■ WHAT IS EXPECTED: What lines in the data hold the string "fail"? Show them.

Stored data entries
PR #3850, opened 2021-09-02
deepcopy args when passed down to rpc pask

### LINKED ISSUE #3846: `dbt ls` causes `dbt deps` to fail
### Describe the bug
Once you run `dbt ls` the following `dbt deps` commands will fail

### Steps To Reproduce
```# start the server
dbt rpc

# send a list request
curl -X POST http://localhost:8580/jsonrpc -d '{"jsonrpc": "2.0", "method": "list", "id": "1", "params": {"select": "debug"}}' -H 'Content-Type: application/json'

# send a deps request
curl -X POST http://localhost:8580/jsonrpc -d '{"jsonrpc": "2.0", "method": "deps", "id": "1"}' -H 'Content-Type: application/json'
```

### Expected behavior
A successful `dbt deps` run

Currently `dbt deps` returns
```
{"error": {"code": -32000, "message": "Server error", "data": {"type": "ValueError", "args": ["signal only works in main thread of the main interpreter"], "message": "signal only works in main thread of the main interpreter"}}, "id": "1", "jsonrpc": "2.0"}
```

Stack trace:
```
  File "/Users/kwigley/workspace/dbt/env/lib/python3.8/site-packages/jsonrpc/manager.py", line 113, in _get_responses
    result = method(*request.args, **request.kwargs)
  File "/Users/kwigley/workspace/dbt/core/dbt/rpc/task_handler.py", line 511, in __call__
    return self.handle(kwargs)
  File "/Users/kwigley/workspace/dbt/core/dbt/rpc/task_handler.py", line 503, in handle
    return self.handle_singlethreaded(kwargs, flags)
  File "/Users/kwigley/workspace/dbt/core/dbt/rpc/task_handler.py", line 427, in handle_singlethreaded
    self.process.task_exec()
  File "/Users/kwigley/workspace/dbt/core/dbt/rpc/task_handler.py", line 84, in task_exec
    signal.signal(signal.SIGTERM, sigterm_handler)
  File "/Users/kwigley/.asdf/installs/python/3.8.11/lib/python3.8/signal.py", line 47, in signal
    handler = _signal.signal(_enum_to_int(signalnum), _enum_to_int(handler))
ValueError: signal only works in main thread
```

### System information
- [ ] postgres
- [ ] redshift
- [ ] bigquery
- [ ] snowflake

```
<output goes here>
```

kwigley:
also resolves #3846

### Description

This makes sure that RPC tasks are initialized with a copy of `self.args`. _IF_ they are mutated further down the call stack, it won't affect the high level RPC process management task and be passed to subsequent RPC tasks.

### Checklist

### DIFF
--- a/CHANGELOG.md
+++ b/CHANGELOG.md
@@ -12,7 +12,7 @@
 
 - Support BigQuery-specific aliases `target_dataset` and `target_project` in snapshot configs ([#3694](https://github.com/dbt-labs/dbt/issues/3694), [#3834](https://github.com/dbt-labs/dbt/pull/3834))
 - `dbt debug` shows a summary of whether all checks passed or not ([#3831](https://github.com/dbt-labs/dbt/issues/3831), [#3832](https://github.com/dbt-labs/dbt/issues/3831))
-- Fix issue when running the `deps` task after the `list` task in the RPC server ([#3846](https://github.com/dbt-labs/dbt/issues/3846), [#3848](https://github.com/dbt-labs/dbt/pull/3848))
+- Fix issue when running the `deps` task after the `list` task in the RPC server ([#3846](https://github.com/dbt-labs/dbt/issues/3846), [#3848](https://github.com/dbt-labs/dbt/pull/3848), [#3850](https://github.com/dbt-labs/dbt/pull/3850))
 - Fix bug with initializing a dataclass that inherits from `typing.Protocol`, specifically for `dbt.config.profile.Profile` ([#3843](https://github.com/dbt-labs/dbt/issues/3843), [#3855](https://github.com/dbt-labs/dbt/pull/3855))
 
 ### Under the hood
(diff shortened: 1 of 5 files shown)


gshank:
Do you think we should remove the deepcopy from the RemoteMethod init method in core/dbt/rpc/method.py?  I guess it doesn't hurt, but it is an extra copy now.

kwigley:
> Do you think we should remove the deepcopy from the RemoteMethod init method in core/dbt/rpc/method.py? I guess it doesn't hurt, but it is an extra copy now.

@gshank good point, I'll remove it. It can be pretty expensive operation. I also like knowing that the object owns the args passed in, instead of creating a copy in the constructor.

nathaniel-may (approved):
LGTM

gshank (approved):
Looks good!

■ RESULT:
### LINKED ISSUE #3846: `dbt ls` causes `dbt deps` to fail
Once you run `dbt ls` the following `dbt deps` commands will fail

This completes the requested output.